Ульбрихт предупредил Хрущева, что если граница будет открыта, то вскоре случится катастрофа: налицо признаки бунта. К тому же сейчас не 1953 год, не исключено вмешательство бундесвера.
И Хрущев дал согласие закрыть границу В ночь с 12 на 13 августа граница с Западным Берлином была огорожена столбами с колючей проволокой и почти сразу — бетонной стеной.
Западная сторона ответила на это длительным молчанием. У нее был незавидный выбор — вооруженное вмешательство, что при наличии огромного перевеса советских сухопутных войск и островного положения Западного Берлина было бесперспективно, или ядерная война, что еще хуже. Но, кроме того, была надежда, что Хрущев удовлетворится поддержкой восточногерманских союзников и на этом успокоится, не касаясь больше темы превращения Западного Берлина в вольный город и германского мирного договора.
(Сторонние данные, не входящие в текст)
PR #2672, opened 2026-08-13
fix(project-selector): row tooltip and filter dropdown render behind popover

Sebastian-ubs:
## Summary

Inside `ProjectSelector`, the row tooltip and the filter dropdown were portaled out of the selector's popover (both are Radix portals to `document.body`), so they stack against it purely by z-index. Two mismatched constants meant they lost that fight:

- Shadcn `PopoverContent` defaults to `Z_INDEX_ABOVE_DOCK` (600).
- `ProjectSelector` pinned both the row `TooltipContent` and the `FilterMenu`'s `DropdownMenuContent` to `Z_INDEX_OVERLAY` (400).

Result: hovering a row or opening the filter menu produced overlays that appeared **behind** the popover.

Fix: introduce a local `Z_INDEX_ABOVE_SELECTOR_POPOVER = Z_INDEX_ABOVE_DOCK + 50` and use it for both overlays. Mirrors the `+ 50` pattern already used in [src/renderer/components/projects/project-picker.component.tsx](https://github.com/paranext/paranext-core/blob/main/src/renderer/components/projects/project-picker.component.tsx) (`Z_INDEX_MODAL + 50`) and stays below `Z_INDEX_FIRST_RUN` (700).

Considered but not done: hoisting the constant into [lib/platform-bible-react/src/components/z-index.ts](https://github.com/paranext/paranext-core/blob/main/lib/platform-bible-react/src/components/z-index.ts). Only two callsites in one file needed it, so I kept it colocated with a comment explaining the layering. Happy to promote it if a reviewer prefers.

## Test plan

- [ ] `npm --workspace lib/platform-bible-react run storybook` → `Advanced/Project Selector`. Open any story that has multiple rows, hover a row: tooltip appears above the popover. Open the filter icon: dropdown appears above the popover.
- [ ] Repeat in `MultiProject` for the "Show selected only" toggle inside the filter dropdown.
- [ ] Confirm no regression in the manage-books dialog consumer (`extensions/src/platform-scripture/src/manage-books.web-view.tsx`) — the popover still sits above the dialog, and its nested overlays now sit above it too.
- [ ] Typecheck (`npx tsc --noEmit -p lib/platform-bible-react/tsconfig.json`) and lint (`npm --workspace lib/platform-bible-react run lint`) — both clean.

AI-assisted.

- - -
This change is [Reviewable](https://reviewable.io/reviews/paranext/paranext-core/2672)

Screenshot 2026-08-13 153718
Screenshot 2026-08-13 153711

PR #2673, opened 2026-08-13
feat(project-selector): grouping options (open tabs, last used, language, versification, type)

Sebastian-ubs:
# Code Review Summary

**Branch**: pr-2673-handover (tracks `sebastian/feat/project-selector-more-grouping-options`, PR #2673)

Поэтому вполне объяснимы последующие заявления Кеннеди, что ответственность Запада не кончается на границах с Восточным Берлином.
Тем не менее некоторое время весы находились в очень неустойчивом положении. К тому же западноберлинская полиция получила приказ «оказывать огневую поддержку» перебежчикам из ГДР, и несколько пограничников ГДР были убиты. Это означало, что западногерманская сторона не исключает столкновения Советского Союза с тремя державами. Распаленные западноберлинцы стали нападать и на машины американской военной полиции, протестуя против бездействия американцев, а это могло привести уже к конфликту с западными военными властями. Поэтому Западноберлинский сенат был вынужден собственными силами подавить эти демонстрации.